残りの日々を楽しく

そろそろ終活の季節になってきました。残りの人生を前向きに生きていきたいと願って名づけました。

詩と人生 5 生活の中に詩を

荻原井泉水の著作を現在購入しようとしたら、何が購入できるのか?

Amazonを検索したら、電子書籍の出版社「インタープレイブックス」で『一茶名句』と『芭蕉名句』が各660円で購入できます。

井泉水のそれ以外の著作は中古商品みたいです。

自由律俳句を提唱・確立した理論的主柱の井泉水が、なぜ受け継がれていないのか?

現在、私の手元にあるのは、句集と他の俳人の解説を除いて以下のものがあります。

  新しき俳句の作り方 春秋社 大正15年

  俳句教程 千倉書房 昭和11年

  俳句への道 現代教養文庫99 社会思想研究会出版部刊 昭和30年

  詩と人生 潮文社発行 昭和47年

  自然・自己・自由~新短詩提唱~ 勁草書房 昭和47年

 

だから、私が、それを書こうとしているのです。

井泉水は何を主張し、築いていったのか?

 

今回は、昭和47年「詩と人生」『5 生活の中に詩を』より

ここから、俳句とは何かをもう一度考えてほしい。

 

芭蕉について、井泉水は次のように書いています。

 

当時の俳諧の世界は、松永貞徳を中心とする古風、西山宗因を中心とする談林と大きく分かれていた。
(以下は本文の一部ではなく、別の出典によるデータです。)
PR #1551, opened 2019-07-15
Fix validation issue with optional form fields

timEulitz:
Currently, if a user proceeds with the address page without having filled in all data, the optional `title` form field is marked as invalid instead of being ignored. Since the error will not go away, it might cause some confusion for users or cause them to be stuck.

I think the change I propose here should fix this issue but I just wanted to separate it out because I was not 100% sure.

### DIFF
--- a/skins/laika/src/store/address/mutations.ts
+++ b/skins/laika/src/store/address/mutations.ts
@@ -19,7 +19,7 @@ import { REQUIRED_FIELDS } from '@/store/address/constants';
 export const mutations: MutationTree<AddressState> = {
 	[ VALIDATE_INPUT ]( state: AddressState, field: InputField ) {
 		if ( field.value === '' && field.optionalField ) {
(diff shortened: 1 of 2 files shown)


skins/laika/src/store/address/mutations.ts
```diff
@@ -19,7 +19,7 @@ import { REQUIRED_FIELDS } from '@/store/address/constants';
 export const mutations: MutationTree<AddressState> = {
 	[ VALIDATE_INPUT ]( state: AddressState, field: InputField ) {
 		if ( field.value === '' && field.optionalField ) {
-			state.validity[ field.name ] = Validity.INCOMPLETE;
+			state.validity[ field.name ] = Validity.VALID;
```
tzhelyazkova: hmmm, this does solve the problem but now I'm thinking our logic is confusing.
There is a constant for required fields used in store modules and there's the property `optionaldField` used in vue components. Not cool.
Anyway that's a topic for another PR.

貞徳は旧派として保守であり、談林は新派として進歩的だった。だが新派も旧派も、俳諧とは「おかしみ」であるという根本の考えには一致していた。(元来、俳諧という語源はおかしみということ、これが俳諧の原点ではあるけれども・・・)。要するに洒落(しゃらく)であり滑稽(こっけい)である。こうした「おかしみ」を旧派では言葉の口合い(駄じゃれ)で行く、または頓智ふうに行く。新派ではユーモアで行く、意表を突いて膝を打たせるように行く。そうした相違があるだけのことなのである。

 

茶の湯では「わび」ということを一つの美徳とするけれども、それは生活に足りた人が時として気分を転換するための趣味であって、貧しさを好むことなどはあり得ない。世間の俳諧というものは、旧派と言い、新派と言ったところで、要するに衣食足りている人の趣味であり、遊びである。芭蕉自身とても俳諧師としては、こうした遊びのお相伴をしているのだ。だが、それは自分の身についたほんとうの言葉ではない。自分の生活とは無縁のことではないか。芭蕉はこうしたことを考えていたろうと思われる。延宝8年(37歳)のときーー

  富家は肌肉を喰らい、丈夫は菜根を喫す、予は乏し

   雪の朝独り干鮭を噛み得たり

という句を作っている。雪は風雅の本命である。俳諧師としては雪の美しさを讃えた句を作るべきであろう。だが、自分は雪に降られてただ寒いばかり。朝食に干鮭の一片にありついたことがせめてもの風情だという。芭蕉のいつわらない生活感情である。こんな感情は俳諧にもなんにもならない愚痴のようなものかもしれないが、これを自分が多年手なれた表現にしてみると、この表現は捨てがたい。これは俳諧そのものの味とは違うだろうが、そこに真実がある。自分として表現しないではいられないモーチブを感じる。ーー「これは詩ではないか」ーー芭蕉は「詩」という言葉をこうした意味では使わなかったけれども、今日の言葉をもって芭蕉の気持ちを代弁すればーー「ここに詩がある」ということである。つまり、芭蕉はその生活の中に=その人生の中に詩を見いだしたのである。当時の俳諧というものが、生活から全く遊離している「遊びの世界」であるのとは違って「詩の世界」というものが見出されたのである。

 

  月に坐して空しき樽をかこち、枕によりて薄き衾(ふすま)を愁ふ

   艪の声 波を打って腸氷る夜や涙

深川の侘住居は隅田川が近いので、寒い夜の川波を切って漕ぐ舟の艪の音がさびしく哀しく、腸にしみるほど、自分の貧しさを思うと涙を催すばかりだというのである。世間に流行する俳諧の遊びは衣食に事足りている人達の世界。自分のような貧しい生活をしている者もいかに多いことであろう。考えてみれば、これこそ人間の生活のきびしさではないか。この真実は、当然、表現されなくてはならない。然らばその表現は「詩」ではないのか。「捨てはてて身はなきものと思へども雪のふる日は寒くこそあれ」ーーこの西行の歌もまた、この境地ではないか。和歌も俳句もともに人間の真情をうたいあげたものでなくてはなるまい。自分は俳諧というものを「詩としての俳諧」として改造しようではないか。そのころの芭蕉の気持ちを代弁すれば、こういうことではないかと思われる。